1998 NCC News Archives
Two Television Specials Look at Race in Religion and in Media
NEW YORK, May 1, 1998 --- At the close of the 20th century, The National Council of Churches is producing two one-hour documentaries that explore how the church and the media - both pivotal institutions in the conveyance of contemporary values - have reflected the spiritual and cultural diversity of modern American life.
"The millennium is getting a lot of attention these days, but in two years we also will enter another century," said Dave Pomeroy, Director of Electronic Media for the Council. "The National Council of Churches is marking this occasion with two programs that survey the incredible events of the last half of this century that have changed forever how we see ourselves."
Just around the mid-point of this century, in the early 1950s, two events coincided to change irrevocably the nature of community. The first event, the arrival of the television set into most American homes, reframed our perspective of the world. The traditional town square - church, school, town hall and almost invariably all white - was pushed beyond unknown boundaries into the electronic town square of television, commercial films, computer and the Internet with the capacity to reflect a much broader and far more diverse sense of community than most of us lived in. To look at the big picture of how media have shaped our sense of ourselves and others, Race and Media (working title) goes to the big screen to explore how Hollywood values reflect the breadth of American society.

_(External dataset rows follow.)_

PR #8255, opened 2022-02-03
esp32/uart: Allow limited configuration of (repl) uart0.

andrewleech:
For many applications the hardcoded 115200 repl buadrate on esp32 is painfully slow. This function allows this to be adjusted dynamically.

UART0 is blocked from access via the existing machine.UART interface, presumable for good reason: https://github.com/micropython/micropython/blob/a3675294ae39a724aec6959238c45af0dea92f21/ports/esp32/machine_uart.c#L297

So this just provides a direct function via the `esp32` module to set just the baudrate.

Hey @UnexpectedMaker this should tick that box you were talking about :-)

PR #17135, opened 2025-04-16
esp32/machine_uart: Correctly manage UART queue and event task.

DvdGiessen:
### Summary

If the driver was reinitialised while there was already an event task running the queue that task is trying to receive from would be deleted, causing it to try to take a lock that no longer existed and deadlocking the CPU.

This change ensures the task is always shut down before recreating the queue and recreates the task afterwards.

It also:

- Allows setting an IRQ handler before the UART is initialized (like other ports allow)
- Removes the task when the UART is deinitialized (which was previously missing).
- Adds a check that no event task can be started when no queue exists (i.e. when the UART is already deinitialized or it's the built-in REPL UART which doesn't have a queue configured).
- Adds a check to prevent reinitialising the UART driver unnecessarily (we only need to reinitialize it when the buffer sizes change).

### Testing

Tested on three custom boards (1x original ESP32, 2x ESP32S3) to talk to three modem chips (1x Sequans, 2x different SIMCOM) all using the UART IRQ's to trigger the PPP.poll() method.

### DIFF
--- a/ports/esp32/machine_uart.c
+++ b/ports/esp32/machine_uart.c
@@ -59,6 +59,7 @@
 #define UART_IRQ_BREAK (1 << UART_BREAK)
 #define MP_UART_ALLOWED_FLAGS (UART_IRQ_RX | UART_IRQ_RXIDLE | UART_IRQ_BREAK)
 #define RXIDLE_TIMER_MIN (5000)  // 500 us
+#define UART_QUEUE_SIZE (3)
 
 enum {
     RXIDLE_INACTIVE,
@@ -174,6 +175,13 @@ static void uart_event_task(void *self_in) {
     }
 }
 
+static inline void uart_event_task_create(machine_uart_obj_t *self) {
+    if (xTaskCreatePinnedToCore(uart_event_task, "uart_event_task", 2048, self,
+        ESP_TASKD_EVENT_PRIO, (TaskHandle_t *)&self->uart_event_task, MP_TASK_COREID) != pdPASS) {
+        mp_raise_msg(&mp_type_RuntimeError, MP_ERROR_TEXT("failed to create UART event task"));
+    }
+}
+
 static void mp_machine_uart_print(const mp_print_t *print, mp_obj_t self_in, mp_print_kind_t kind) {
     machine_uart_obj_t *self = MP_OBJ_TO_PTR(self_in);
     uint32_t baudrate;
@@ -250,7 +258,7 @@ static void mp_machine_uart_init_helper(machine_uart_obj_t *self, size_t n_args,
     // wait for all data to be transmitted before changing settings
     uart_wait_tx_done(self->uart_num, pdMS_TO_TICKS(1000));
 
-    if (args[ARG_txbuf].u_int >= 0 || args[ARG_rxbuf].u_int >= 0) {
+    if ((args[ARG_txbuf].u_int >= 0 && args[ARG_txbuf].u_int != self->txbuf) || (args[ARG_rxbuf].u_int >= 0 && args[ARG_rxbuf].u_int != self->rxbuf)) {
         // must reinitialise driver to change the tx/rx buffer size
         #if MICROPY_HW_ENABLE_UART_REPL
         if (self->uart_num == MICROPY_HW_UART_REPL) {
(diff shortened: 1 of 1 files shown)


ports/esp32/machine_uart.c
```diff
@@ -59,6 +59,7 @@
 #define UART_IRQ_BREAK (1 << UART_BREAK)
 #define MP_UART_ALLOWED_FLAGS (UART_IRQ_RX | UART_IRQ_RXIDLE | UART_IRQ_BREAK)
 #define RXIDLE_TIMER_MIN (5000)  // 500 us
+#define UART_QUEUE_SIZE (3)
```
DvdGiessen, line 62: This number 3 is the exact same magic number that was previously used when IRQ RXIDLE support was introduced in #14041. I only moved it to a define since it's now used in two places. I don't know why it's 3 and didn't see any mention in the previous MR about that, but decided to not change it since it seems to work fine.

ports/esp32/machine_uart.c
```diff
@@ -568,6 +587,15 @@ static const mp_irq_methods_t uart_irq_methods = {
 };
 
 static mp_irq_obj_t *mp_machine_uart_irq(machine_uart_obj_t *self, bool any_args, mp_arg_val_t *args) {
+    #if MICROPY_HW_ENABLE_UART_REPL
+    if (self->uart_num == MICROPY_HW_UART_REPL) {
+        mp_raise_ValueError(MP_ERROR_TEXT("UART does not support IRQs"));
+    }
+    #endif
+    if (self->uart_queue == NULL && args[MP_IRQ_ARG_INIT_handler].u_obj != mp_const_none) {
```
DvdGiessen, line 595: This does allow setting a None IRQ handler, which is to prevent cleanup code from raising errors needlessly.

For example if used with PPP when closing the PPP connection the cleanup will happen asynchronously triggered by a callback from the lwIP TCP/IP thread, which would normally unset the IRQ it previously configured on it's UART object. If the UART object was already cleaned up as well (deinited or GC collected) that cleanup callback would encounter a ValueError and subsequently crash because the lwIP thread can't handle a non-linear return. (The fact PPP/lwIP breaks like that is a separate issue this PR is not addressing.)

ports/esp32/machine_uart.c
```diff
@@ -275,9 +276,20 @@ static void mp_machine_uart_init_helper(machine_uart_obj_t *self, size_t n_args,
...
+            recreate_event_task = true;
+        }
         check_esp_err(uart_driver_delete(self->uart_num));
+        self->uart_queue = NULL;
         check_esp_err(uart_param_config(self->uart_num, &uartcfg));
-        check_esp_err(uart_driver_install(self->uart_num, self->rxbuf, self->txbuf, 0, NULL, 0));
+        check_esp_err(uart_driver_install(self->uart_num, self->rxbuf, self->txbuf, UART_QUEUE_SIZE, &self->uart_queue, 0));
+        if (recreate_event_task) {
+            xTaskCreatePinnedToCore(uart_event_task, "uart_event_task", 2048, self,
+                ESP_TASKD_EVENT_PRIO, (TaskHandle_t *)&self->uart_event_task, MP_TASK_COREID);
```
dpgeorge, line 291: Is it worth putting this in a (inline) helper function, now that it's called twice in this file?

ports/esp32/machine_uart.c
```diff
@@ -568,6 +587,15 @@ static const mp_irq_methods_t uart_irq_methods = {
 };
 
 static mp_irq_obj_t *mp_machine_uart_irq(machine_uart_obj_t *self, bool any_args, mp_arg_val_t *args) {
+    #if MICROPY_HW_ENABLE_UART_REPL
+    if (self->uart_num == MICROPY_HW_UART_REPL) {
+        mp_raise_ValueError(MP_ERROR_TEXT("UART does not support IRQs"));
```
dpgeorge, line 592: Why isn't this possible?  I would think IRQ still works on the UART REPL.

ports/esp32/machine_uart.c
dpgeorge: Hmm, I wonder if it is useful to be able to configure the IRQ before initialising?  It looks like other ports (eg stm32) support this.

I guess here it's quite hard, because the event queue won't exist until the UART is initialised.  Could the event task be started anyway and then wait until the event queue became non-NULL?  Maybe then the task could also stay alive over a UART re-init and just use a different queue (I guess it'd need to have a signal to stop waiting on the queue and then wait for a new queue to become available).

Alternatively, could set a flag in this function that the event task should be started when the UART is next initialised, so the IRQ starts working after initialisation.

But, maybe this is a very niche use case (configure IRQ before initialising) and can be left for a future enhancement, if anyone ever needs it.

ports/esp32/machine_uart.c
DvdGiessen: Currently that's because of that we never initialize the UART queue for the REPL UART. See https://github.com/micropython/micropython/pull/8255. This error is a more specific case of the error raised below: Namely `self->uart_queue` will always be `NULL` for the REPL UART. For clarity I'll move it into the check below.

dpgeorge: OK, I see.  So user/Python IRQs on the UART REPL didn't work prior to this change anyway.

ports/esp32/machine_uart.c
DvdGiessen: Also updated the PR and commit description to note this addition.

dpgeorge (approved):
Tested with ESP32_GENERIC firmware, running the `machine_uart_*.py` tests.

Everything passes!

PR #17795, opened 2025-07-31
esp32/boards/SEEED_XIAO_ESP32_C3: Add new board definition.

Jasionf:


ports/esp32/boards/SEEED_XIAO_ESP32_C3/board.json
```diff
@@ -0,0 +1,22 @@
...
+        "flash_offset": "0"
+    },
+    "docs": "",
+    "features": [
+        "BLE",
+        "External Flash",
+        "WiFi"
+    ],
+    "images": [
+        "xiao_esp32c3-font.jpg"
```
pyramids: Where does this file name come from?
As far as I can tell, it corresponds neither to a file in the repo or (in an obvious way) forms a complete URL.

And yet, in the ports/rp2/boards/SEED_XIAO_RP2350 board, a similarly inexplicable image file name results in the official MicroPython download page [https://micropython.org/download/SEEED_XIAO_RP2350/] having an actual image of the same file name!

I am asking primarily to self-educate (for creating more XIAO board definitions myself). Can I arbitrarily correct the apparent spelling error ("font" to "front") or will that break the magic of the image somehow appearing in the official MicroPython download web page?

pyramids:
The `pin.csv` definitions (D0 through D10) are **complete** despite that being rather atypical for XIAO boards:

This board does not have any GPIO-controlled LEDs and all the other GPIO-associated pads (the fairly standardized ones on the bottom of XIAO boards are present but) are, on this particular board, not extra GPIOs. These pads are instead connected to the same pins already accessible in the D0 to D10 range.

An potential alternative / addition:
I am secretly wishing for some sort of standard for accessing the boot button, at least across esp32xxx XIAO boards, but I do not know if that is worth starting to introduce pin aliases to `pin.csv`---if one wanted to provide such an alias, GPIO9 would have to be defined as both D9 and as BTN or the like.

PR #17796, opened 2025-07-31
Xiao esp32 s3

Jasionf:


sosi-deadeye:
The pin-mapping is correct. I did it 2 years ago: https://pastebin.com/zLmjTh3k

ricksorensen:
Should not the XIAO S3 build have SPIRAM OCT enabled?

pyramids:
For the fairly standardized XIAO boards (especially regarding output pin definitions in defined locations and hence interchangeable across boards), as a user, I would wish for more consistency across XIAO board definitions, including across MicroPython ports.

As I'm not sure how to raise that issue, I'll link to my discussion comment about inconsistent and missing XIAO pin definitions where I ask what to do about it before even more new board definitions perpetuate this issue: https://github.com/orgs/micropython/discussions/18186#discussioncomment-14734274

My main complaint is that PRs forget to define the---consistently physically present!---pads on the bottom side of the board and the---often but not always present---internal GPIO functionality (LEDs, antenna switches, etc.).

PR #17814, opened 2025-08-02
unix: Add aflplusplus variant for fuzzing. 

jepler:
This also includes #17813

### Summary

Recently I found and reported a number of core issues found by the AFLplusplus fuzzer. This PR introduces a variant that is useful for running under AFLplusplus, and provides a small overview of the process of actually running the fuzzer.

### Testing

I've run the fuzzing build locally for a few dozen CPU hours and reported most of the interesting findings.

There are other fuzzers out there. It would probably be infeasible to support them all. AFL is the one I started with, and today its successor AFLplusplus is an active project.

### DIFF
--- a/ports/unix/variants/aflplusplus/README.md
+++ b/ports/unix/variants/aflplusplus/README.md
@@ -1,0 +1,24 @@
+# Unix Fuzzing Variant
+
+This variant is for use with the [AFLplusplus](https://github.com/AFLplusplus/AFLplusplus)
+fuzzer.
+
+ 1. Install AFLplusplus so that the program `afl-cc` is on $PATH
+ 1. `cd ports/unix && make VARIANT=aflplusplus -j$(nproc)`
+ 1. Gather your inputs (e.g., from test cases in `tests`)
+ 1. Optionally, minimize them e.g., with `afl-cmin` (see AFLplusplus docs)
+ 1. Run the fuzzer. The simplest single process way is: `afl-fuzz -i inputs -o findings -- ports/unix/build-aflfuzz/micropython @@`
+
+Eventually, if crashing test cases are found, the crashing program(s) are placed in
+`findings/default/crashes` and invocations that were determined to hang go to
+`findings/default/hangs`.
+
+There are many more advanced ways to run the fuzzer; see the AFLplusplus documentation for info.
+
+# Safety
+
+Functionality that is known to be unsafe (host filesystem write access via vfs_posix)
+or is accepted as causing crashes when used improperly (ctypes, certain struct
+& array typecodes) is build-time disabled. However, it's always possible that
+the fuzzer will find a condition that can cause an unexpected modification to
+the runtime environment.
--- a/ports/unix/main.c
+++ b/ports/unix/main.c
@@ -627,6 +627,10 @@ MP_NOINLINE int main_(int argc, char **argv) {
     sys_set_excecutable(argv[0]);
     #endif
 
+    #ifdef __AFL_HAVE_MANUAL_CONTROL
+    __AFL_INIT();
+    #endif
+
     const int NOTHING_EXECUTED = -2;
     int ret = NOTHING_EXECUTED;
     bool inspect = false;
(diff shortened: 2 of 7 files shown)


jepler:
Are crashes in `@micropython.native` decorated functions of interest? If not, I'll disable it in this variant.

This crashes, but would be an UnboundLocalError in standard Python:

```py
@micropython.native
def f1(n):
    for i in range(i):
        print(i)


f1(4)
```

`@micropython.viper` looks like another license to crash, I'll disable it.  Here's one that looks more interesting than accessing arbitrary memory, though:

```py
@micropython.viper
def f(dest_in):
    6(dest_in)
```

This hits an assertion error:
```
micropython: ../../py/emitnative.c:2846: void emit_native_call_function(emit_t *, mp_uint_t, mp_uint_t, mp_uint_t): Assertion `vtype_fun == VTYPE_PYOBJ' failed.
```

There are more assertions of that type to hit:
```
micropython: ../../py/emitnative.c:2747: void emit_native_unpack_sequence(emit_t *, mp_uint_t): Assertion `vtype_base == VTYPE_PYOBJ' failed.
micropython: ../../py/emitnative.c:1497: void emit_native_load_attr(emit_t *, qstr): Assertion `vtype_base == VTYPE_PYOBJ' failed.
micropython: ../../py/emitnative.c:1497: void emit_native_load_attr(emit_t *, qstr): Assertion `vtype_base == VTYPE_PYOBJ' failed.
```

ports/unix/variants/aflplusplus/README.md
```diff
@@ -0,0 +1,24 @@
+# Unix Fuzzing Variant
+
+This variant is for use with the [AFLplusplus](https://github.com/AFLplusplus/AFLplusplus)
+fuzzer.
+
+ 1. Install AFLplusplus so that the program `afl-cc` is on $PATH
+ 1. `cd ports/unix && make VARIANT=aflplusplus -j$(nproc)`
+ 1. Gather your inputs (e.g., from test cases in `tests`)
```
dlech, line 8: How do you gather inputs?

Maybe this obvious to anyone who has used a fuzzer before, in which case, we don't need any more details here. 

Since I saw all of the bugs you have been posting recently, I was curious what your process was since I've never done anything like that before. So nice to see this PR to shed a little light on how to at least get started.

jepler: That's a fine question to ask. What I wrote above was pretty terse!

As you probably know by now, a fuzzer creates new test cases largely by making modifications to existing test cases according to various strategies. Then, it runs the test case in the hopes of seeing new behavior or especially a crash.

The Python files in MicroPython's `tests` directory are a great starting point, because they give the fuzzer a set of inputs that can reach a large variety of spots in the MicroPython source -- Around 98% of source code lines, according to the coverage report.

On the other hand, some tests are not good for fuzzing. For instance, it's highly desirable that the fuzzing tests are quick. Like, millisecond quick. Any test that calls "sleep" with a non-zero argument, for instance, is probably slow.

In various runs I've done things like use all tests in basics/, all tests in extmod/, etc. I've used grep with a pattern like 'sleep.*[1-9]' to find and remove scripts that sleep. Lengthy scripts and "stress" scripts are also good ideas to remove.  I've also used afl-cmin according to AFLplusplus directions to remove tests that do not add any "coverage" (e.g., if test3.py doesn't _actually_ reach any paths in the C code that test1.py and test2.py also reach, then remove test3.py entirely)

Usually an example of a crash from AFLplusplus is much bigger than it strictly needs to be. And the fuzzer might discover many variations on the same theme -- For instance, in the recent run that turned up https://github.com/micropython/micropython/issues/17815 there were probably 50+ variations and one of them was 144 lines of code, where the human-minimized version was just 2 lines. The afl-tmin program from AFLplusplus can also minimize a test case, but I haven't been using it lately.

jepler:
@dpgeorge is this something that might be mergeable or should I do something else with it like a newer personal blog write-up?

jepler:
Closing due to apparent lack of interest.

Produced for the NCC by the United Church of Christ, Race and Media delves into the personal visions of those women and men who used film to bridge racial and cultural divides. Through film clippings and interviews with well- known producers, writers and actors, the program uncovers the professional commitment and personal challenges that inspired great works of multi-cultural and multi-racial understanding. For an historical context, Race and Media also uses archival footage to take a retrospective glance at how media have dealt with race over the years. Race and Media then turns to the viewers - the consumers of media images and messages -for the final judgment. In conversations with ordinary folks across the country, Race and Media assesses the capacity of media to transform lives.
Second Program to Air on ABC
The second mid-century watershed event was the 1954 Supreme Court decision - Brown vs. The Board of Education - legislating the immediate end of segregation in American schools. In churches across the country, the decision had a profound and unsettling effect, in essence, calling Christians to task. The Gospel of Jesus Christ, which unequivocally demands inclusivity, was being preached almost 2,000 years later in congregations deeply entrenched in racism. The racial chasm in local congregations and national denominations provoked the now infamous description of the 11 AM worship service as "the most segregated hour in America."
The second NCC program, Racism and Reconciliation (working title), examines how several faith communities are coming to terms with the racism in their midst - almost 50 years after the Supreme Court decision. Produced by United Methodist Communications for the NCC, the program tells the stories of people working towards reconciliation where moral actions have lagged far behind legal imperatives. This dissonance was no better exemplified than in the recent church burnings that shocked both the general population and faith communities into the reality of persistent cultural and institutional racism. Some of the stories in this program emanate from the extraordinary outreach to rebuild burned churches and the changes that took place in those communities. Race and Reconciliation also will visit churches where people of many races worship together, sometimes in multi-lingual services, as models of encouragement for other communities. Race and Reconciliation discovers and tells stories of the kind of personal transformation that inspires broader institutional reconciliation.
Race and the Media is the fourth of four programs in the annual Horizons of the Spirit series and will be distributed to ODYSSEY and NBC affiliate stations in September 1998.
Racism and Reconciliation is the first program in the annual Vision and Values series and will be offered to ODYSSEY and ABC affiliates stations in October 1998,
The Horizons of the Spirit and Vision and Values series are presented by the Interfaith Broadcasting Commission of which the National Council of Churches is a member along with The Jewish Theological Seminary of America, the Southern Baptist Commission, and the United States Catholic Conference. The programs in both series are distributed to ABC and NBC affiliate stations for optional clearance within 60 days of the broadcast. Please check your local
listings for exact time and date in your area.